For that to happen, proper government is needed: “There’ll still be problems, but at least they can be looked at by home-grown politicians.”

So far, that still seems far away, with the DUP’s Ian Paisley Jnr insisting on Wednesday that the Stormont stalemate will not be settled before major strikes next week.

However, Buckland argues that neither Northern Ireland, nor the DUP has the luxury for such delays: “To govern is to choose.

“We have to accept the world as it is, not necessarily as we would like it to be. The electoral maths has produced two things. Sinn Féin is the largest party.”

London, he says, has made a generous financial offer to restore the Northern Ireland Executive and Assembly, “worth £2.5 billion [€2.9 billion] and rising, a lot of good can be done with that”.

Describing the sum as “expansive”, Buckland goes on: “I think it’s incumbent on the two big parties of Northern Ireland to step up to the plate.”

The DUP should focus on what they can do with the money, rather than focusing on the EU-UK Brexit deal that no one in London, Brussels or Dublin wants to reopen.

“They need to worry about what they can control and focus on what the Assembly and the Executive should be doing. And it’s not the reworking of treaties,” he says.

“Instead, it’s the things that matter to their electors, whether health services and schools are operating, whether public transport is in a good state.”

However, Sir Jeffrey Donaldson and others insist that the priority is Northern Ireland’s place in the union, not technocratic compromises to avoid an Irish hard border.

“Nobody’s saying, least of all me as an avowed unionist, that their place in the union has changed,” says Buckland, who campaigned in 2016 for the UK to stay in the European Union.

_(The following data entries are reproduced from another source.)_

PR #2292, opened 2026-02-09
🤖 fix: align per-agent AI defaults precedence on agent switch

ThomasK33:
Summary
Align model/reasoning precedence so explicit per-agent Settings defaults are authoritative during UI agent switches, matching backend task creation behavior.

Background
Switching agents in the workspace UI previously let workspace `aiSettingsByAgent` values override explicit Settings → Tasks per-agent defaults. Backend sub-agent creation already preferred `agentAiDefaults`, so the two paths diverged.

Implementation
- Updated `WorkspaceModeAISync` precedence to prefer configured per-agent defaults first, then workspace per-agent values, then descriptor defaults, then existing workspace values.
- Added an inline precedence comment to document why this order is intentional and how `Inherit` falls through.
- Added frontend regression tests for:
  - configured defaults outranking workspace-by-agent values
  - inherit falling through to workspace-by-agent values
- Added backend guard test to ensure `agentAiDefaults` outrank conflicting same-agent `aiSettingsByAgent` values.

Validation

“Brexit brought complications. It always was going to do so. The idea that the Irish border would be an exception to the hard edges of the EU single market was always an idle one.

“Inevitably, the EU wanted the single market policed,” he said, adding that he had been worried from the off about the consequences of a UK exit from the EU.

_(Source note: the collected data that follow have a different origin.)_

PR #2254, opened 2026-02-07
🤖 feat: preserve append-only compaction history boundaries

ThomasK33:
## Summary
Preserve full `chat.jsonl` history during compaction by switching to append-only compaction boundaries, and slice provider request context from the latest boundary onward.

## Background
Previous compaction behavior destructively cleared history and replaced it with a summary message. That made timeline/audit use cases harder and prevented richer transcript rendering over multiple compaction epochs.

## Implementation
- Added durable compaction boundary metadata fields and schema support.
- Updated compaction handling to append compaction summaries (no destructive clear-history reset).
- Added latest-boundary utilities and request-time slicing so provider payloads include only the latest compacted epoch + subsequent turns.
- Updated post-compaction insertion logic to target the latest boundary.
- Added transcript boundary row rendering in the browser message pipeline.
- Updated retry/interruption logic to ignore decorative compaction-boundary rows.
- Added Approach B TODO breadcrumbs near boundary-scan/append callsites for future sidecar-index optimization.

## Validation
- `make static-check`
- Targeted tests for compaction handler, boundary slicing utilities, model message transform, streaming aggregator, message renderer, retry eligibility, and message utils.

## Risks
- Legacy histories without explicit `compactionBoundary` metadata intentionally fall back to full-history request behavior.
- UI boundary rows are decorative; wording/visual hierarchy may need product iteration.

---

<details>
<summary>📋 Implementation Plan</summary>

The UK/EU Windsor agreement, last year’s deal aimed at allaying unionist concerns over the previous Brexit divorce agreement for Northern Ireland, has gone, however, “a huge way” to mitigating the negative consequences of that December 2020 trade deal.

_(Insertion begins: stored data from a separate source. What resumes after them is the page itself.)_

PR #2299, opened 2026-02-09
🤖 fix: preserve provider-native web_search cache-control handling

ThomasK33:
Summary
This PR fixes a regression where provider-native `web_search` tools were incorrectly downgraded during Anthropic cache-control wrapping, which could leave tool calls stuck and prematurely end streaming.

Background
`applyCacheControlToTools()` checked for `"provider-defined"` instead of the AI SDK provider-native discriminant (`"provider"`). That routed provider tools through `createTool(...)`, stripping provider metadata and breaking provider-executed tool flow.

Implementation
- Added a provider-native type guard for `Tool` (`type === "provider"`).
- Added defensive assertions around `execute` invariants so unexpected tool shapes fail fast.
- Preserved provider-native tool metadata by cloning tools with descriptor preservation before attaching cache-control provider options.
- Updated cache strategy tests to use real Anthropic/OpenAI provider-native web search tools.
- Added regression assertions to ensure provider-native tools remain provider-native and are not recreated via `createTool(...)`.

Validation
- `make static-check`
- `bun test src/common/utils/ai/cacheStrategy.test.ts`
- `bun test src/common/utils/tools/tools.test.ts`

Risks
Low-to-moderate. The change is narrowly scoped to cache-control wrapping for the final tool in the tool map. Main risk is around provider-tool shape assumptions, mitigated by explicit assertions and real-provider regression fixtures.

---

<details>

# Plan: fix `web_search` provider-tool regression and prevent recurrence

## Context / Why
`web_search` is currently being downgraded from a provider-native tool to a regular client-side tool in the Anthropic cache-control path. That leaves tool calls stuck at `dynamic-tool` + `state: "input-available"` and ends streaming early because no local `execute` exists.

Primary goals:
1. Restore correct provider-native handling now (unblock streaming).
2. Add guardrails so a future refactor/test-only PR cannot silently reintroduce this class of bug.

<details>
<summary>Failure mechanism (condensed)</summary>

`applyCacheControlToTools()` checks `existingTool.type === "provider-defined"` (wrong literal) instead of the AI SDK’s actual provider-native marker (`"provider"`).

That false check sends provider tools through `createTool(...)`, which strips provider identity metadata. The model then emits a tool call for `web_search`, but no local `execute` exists, so the tool stays `input-available` and the stream stops at the tool-call boundary.
</details>

## Evidence
- `src/common/utils/ai/cacheStrategy.ts` (around lines 155–161): provider-native branch checks `"provider-defined"`.
- `src/common/utils/ai/cacheStrategy.test.ts` (around lines 263–304): regression test currently encodes the same wrong literal (`"provider-defined"`), so it masks the bug.
- `src/common/utils/tools/tools.ts` (around lines 323–350): `web_search` is created as provider-native via `anthropic.tools.webSearch_20250305(...)` and `openai.tools.webSearch(...)`.
- `src/node/services/messagePipeline.ts` (around lines 165–169): incomplete tool calls are intentionally dropped (`ignoreIncompleteToolCalls: true`), which explains why stuck `input-available` calls disappear from subsequent requests.
- Runtime probe in this workspace:
  - `anthropic.tools.webSearch_20250305({ maxUses: 1 }).type === "provider"`
  - `openai.tools.webSearch({ searchContextSize: "high" }).type === "provider"`
- `node_modules/@ai-sdk/provider-utils/dist/index.d.ts` (around lines 1013–1134): `Tool` is a discriminated union and provider-native tools are explicitly `type: "provider"` with provider-only fields (`id`, `args`).

## Recommended approach (A): restore behavior + add robust regression guards
**Net LoC estimate (product code only): +20 to +35**

### 1) Fix provider-native detection and make invariant explicit
**File:** `src/common/utils/ai/cacheStrategy.ts`  
**Symbols:** `applyCacheControlToTools`

- Replace the incorrect literal check with `"provider"`.
- Add a typed helper/guard (`isProviderNativeTool`) so the discriminant lives in one place and callers can use provider-only fields safely.
- Avoid loose shape casts for field access; read `tool.type` / `tool.execute` directly from the SDK `Tool` union and narrow via the guard.
- Add defensive assertion(s) so tools with no `execute` must be provider-native.

```ts
...
function isProviderNativeTool(
  tool: Tool
): tool is Tool & { type: "provider"; id: `${string}.${string}`; args: Record<string, unknown> } {
  return tool.type === "provider";
}
...
if (existingTool.execute == null) {
  assert(
    isProviderNativeTool(existingTool),
    "Tool without execute must be provider-native (type=\"provider\")"
  );
}

if (isProviderNativeTool(existingTool)) {
  // Type-safe access to existingTool.id / existingTool.args here
  ...
}
```

### 2) Preserve provider tool metadata defensively when attaching cache options
**File:** `src/common/utils/ai/cacheStrategy.ts`  
**Symbols:** provider-native branch inside `applyCacheControlToTools`

- Use descriptor-preserving clone utility before adding `providerOptions` (instead of plain object spread), reducing risk if SDK properties become non-enumerable/getter-based in future releases.

```ts
...
const clonedProviderTool = cloneToolPreservingDescriptors(existingTool);
clonedProviderTool.providerOptions = {
  anthropic: { cacheControl: { type: "ephemeral" } },
};
cachedTools[key as keyof T] = clonedProviderTool as T[keyof T]; // generic map assignment
```

### 3) Rewrite the regression test to use real provider-native tool shape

“We should allow that time to work. If it needs further refinement, we’ll come back to it. There will be an opportunity for a formal review to smooth off rough edges.”

Understanding Donaldson’s internal party difficulties, Buckland said, nevertheless, the DUP seems to “be party led by committee as opposed to individual initiative”.

“Ultimately, I cannot see how we can go about it a different way,” he said, bar contemplating some language in the UK’s Internal Markets Act to “clarify and safeguard” Northern Ireland’s place.

However, Buckland goes on to warn clearly that the paralysis in Northern Ireland’s politics, seen by many as ever-more demands for changes by the DUP, is being welcomed less and less in Westminster.

Unionists, he says, must be conscious of changing opinions in Great Britain: The danger always for Northern Ireland is not hostility [in Britain], but ignorance and indifference.

“That’s not so much a West Tyrone question, but a West Swindon question. Why do we bother? We’re funding it to the tune of £17/18 billion a year and all we get is grief,” he says.

Buckland does not agree with such views, believing that the ties that bind England, Scotland, Wales and Northern Ireland are “familial” and worth preserving, but those views are there.

“The danger is the more insular NI politics becomes, the less relevant it is seen not just in Westminster, but by the public,” he says.

“That would be a very sad day for all of us.”